◆ WHAT IS REQUIRED: If a line in the listing below includes the string "index", pull it out.

━━━━━━━━━━━━━━━━━━━━

PR #2534, opened 2022-01-25
Explain smoothStep better

dneto0:
- Use more suggestive formal parameter names
- Give the formula at the function definition, not just at the
  error bounds explanation.

### DIFF
--- a/wgsl/index.bs
+++ b/wgsl/index.bs
@@ -7627,7 +7627,7 @@ value with the same sign.
   <tr><td>`sign(x)`<td>Correctly rounded
   <tr><td>`sin(x)`<td>Absolute error &le; 2<sup>-11</sup> inside the range [-&pi;, &pi;]
   <tr><td>`sinh(x)`<td>Inherited from `(exp(x) - exp(-x)) * 0.5`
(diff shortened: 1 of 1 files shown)


wgsl/index.bs
```diff
@@ -9102,9 +9102,14 @@ struct __modf_result_vecN {
 
   <tr algorithm="smoothStep">
     <td>|T| is [FLOATING]
-    <td class="nowrap">`smoothStep(`|e1|`:` |T| `, `|e2|`:` |T| `, `|e3|`:` |T| `) -> ` |T|
+    <td class="nowrap">`smoothStep(`|low|`:` |T| `,` |high|`:` |T| `,` |x|`:` |T| `) -> ` |T|
     <td>Returns the smooth Hermite interpolation between 0 and 1.
     [=Component-wise=] when |T| is a vector.
+
+    For scalar |T|, the result is
+    |t| * |t| * (3.0 - 2.0 * |t|),
```
kvark, line 9110: should we use `&times;` and `&minus;` here?

kvark (approved):

alan-baker (approved):

wgsl/index.bs
dneto0: Good question.  We have not been consistent about this.  Sometimes the definition of a function is defined in terms of ideal math, and sometimes in terms of WGSL expressions.   
The accuracy rule for this one is "inherited from" so the strong suggestion is that it is literally implemented this way.
I'll file an issue to make a decision on this and be consistent.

━━━━━━━━━━━━━━━━━━━━

◆ ANSWER AREA:
--- a/wgsl/index.bs
+++ b/wgsl/index.bs
wgsl/index.bs
wgsl/index.bs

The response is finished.